Reskilling: la palabra mágica que nadie entiende
El “reskilling” se ha convertido en la nueva pócima milagrosa del discurso institucional: una etiqueta brillante que promete salvarnos del apocalipsis laboral provocado por la automatización. Políticos, consultoras y organismos internacionales la repiten con la misma devoción con la que, en otros tiempos, se invocaba a la diosa Fortuna. Pero detrás del mantra tecnocrático se esconde un problema más profundo: la idea de que la sociedad debe “reciclarse” según los dictados del mercado, o más bien según los dictados de quienes dicen representarlo.
La paradoja es evidente: el reskilling se presenta como emancipación, pero rara vez se plantea desde la libertad individual. El mensaje subyacente es paternalista: “No te preocupes, ciudadano; si la tecnología te deja atrás, ya vendrá el Estado o tu gran corporación favorita a decirte en qué debes convertirte”. El sujeto deja de ser agente para convertirse en material moldeable. Es la versión moderna del artesano medieval obligado a un gremio, solo que ahora el gremio se llama “fuerza laboral adaptable”.
Históricamente, las grandes transformaciones tecnológicas no necesitaron campañas institucionales para que la gente aprendiera nuevas habilidades. Nadie tuvo que emitir un decreto para que los agricultores del siglo XIX se convirtieran en operarios industriales; lo hicieron porque la libertad de elección y la lógica de mercado les ofrecieron un horizonte más amplio que el de trabajar del amanecer al ocaso. El reskilling genuino surge de la motivación, la ambición y la búsqueda de oportunidades, no de un PDF de 200 páginas diseñado para justificar presupuestos públicos.

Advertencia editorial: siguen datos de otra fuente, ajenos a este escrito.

PR #21543, opened 2023-01-18
[ISSUE #19981] fix unexpected tag error

maxi297:
## What
Fix this issue https://github.com/airbytehq/airbyte/actions/runs/3951883480

### DIFF
--- a/.github/workflows/publish-cdk-command-manually.yml
+++ b/.github/workflows/publish-cdk-command-manually.yml
@@ -52,7 +52,6 @@ jobs:
           new_version="$(grep -i 'current_version = ' .bumpversion.cfg | sed -e 's/.* = //')"
           awk -v NEW_VERSION="$new_version" -v CHANGELOG_MESSAGE="${{ github.event.inputs.changelog-message }}" 'NR==3{print "## " NEW_VERSION "\n" CHANGELOG_MESSAGE "\n"}1' CHANGELOG.md > tmp && mv tmp CHANGELOG.md
       - name: Commit and Push Changes
-        if: success()
         uses: stefanzweifel/git-auto-commit-action@v4
         with:
           file_pattern: airbyte-cdk/python/setup.py airbyte-cdk/python/.bumpversion.cfg airbyte-cdk/python/CHANGELOG.md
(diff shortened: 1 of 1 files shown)


.github/workflows/publish-cdk-command-manually.yml
```diff
@@ -167,7 +166,6 @@ jobs:
           TWINE_PASSWORD: ${{ secrets.TWINE_PASSWORD }}
           TWINE_USERNAME: ${{ secrets.TWINE_USERNAME }}
       - name: Post success to Slack channel dev-connectors-extensibility
-        if: success()
```
maxi297, line 170: Based on https://docs.github.com/en/actions/learn-github-actions/expressions#success, this is the default condition so no need to specify it here

.github/workflows/publish-cdk-command-manually.yml
```diff
@@ -52,15 +52,14 @@ jobs:
           new_version="$(grep -i 'current_version = ' .bumpversion.cfg | sed -e 's/.* = //')"
           awk -v NEW_VERSION="$new_version" -v CHANGELOG_MESSAGE="${{ github.event.inputs.changelog-message }}" 'NR==3{print "## " NEW_VERSION "\n" CHANGELOG_MESSAGE "\n"}1' CHANGELOG.md > tmp && mv tmp CHANGELOG.md
       - name: Commit and Push Changes
-        if: success()
```
maxi297, line 55: Based on https://docs.github.com/en/actions/learn-github-actions/expressions#success, this is the default condition so no need to specify it here

.github/workflows/publish-cdk-command-manually.yml
```diff
@@ -195,7 +193,7 @@ jobs:
         env:
           SLACK_BOT_TOKEN: ${{ secrets.SLACK_BOT_TOKEN_AIRBYTE_TEAM }}
       - name: Post failure to Slack channel dev-connectors-extensibility
-        if: !success()
+        if: ${{ failure() }}
```
erohmensing, line 196: nit: `if: failure()` should work too

.github/workflows/publish-cdk-command-manually.yml
erohmensing, line 170: I think we still want to keep this one - We don't want to post success to slack every case, only if we were successful (Different from the one you removed in `Commit and push changes` , which we want it to attempt to do each time)

erohmensing (changes requested):

erohmensing (approved):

Lo más inquietante es el doble discurso. Mientras se nos anima a “reciclarnos”, los mismos actores que promueven estas narrativas impulsan marcos regulatorios que sofocan la innovación. Europa es un ejemplo ya casi caricaturesco: celebra la “transformación digital” mientras aprieta las tuercas de la burocracia, como si se pudiera bailar claqué con grilletes. El intervencionismo promete protección, pero muchas veces solo consigue crear dependencia: individuos esperando instrucciones, empresas temerosas de moverse sin permiso, y administraciones que confunden regulación con control.
La tecnología, sí, incluso la inteligencia artificial, no es el enemigo. Lo es la concentración de poder que puede florecer si la innovación se convierte en monopolio estatal o corporativo. El reskilling debería ser un camino hacia la autonomía: aprender a usar herramientas nuevas para ampliar la libertad personal, no para encajar en esquemas diseñados desde arriba. Y aquí surge la contradicción final: se nos pide que confiemos en estructuras que han demostrado una y otra vez su incapacidad para adaptarse a la realidad, pero que insisten en enseñarnos a nosotros cómo adaptarnos.
Quizá la verdadera palabra que nadie entiende no sea “reskilling”, sino “responsabilidad”. Esta no se delega, no se legisla, no se imprime en campañas institucionales. Se ejerce. La tecnología puede darnos superpoderes, pero solo si dejamos de esperar a que papá Estado nos diga qué hacer con ellos. Porque tal vez lo más incómodo de todo sea aceptar que el futuro no nos exige reciclarnos… sino despertar.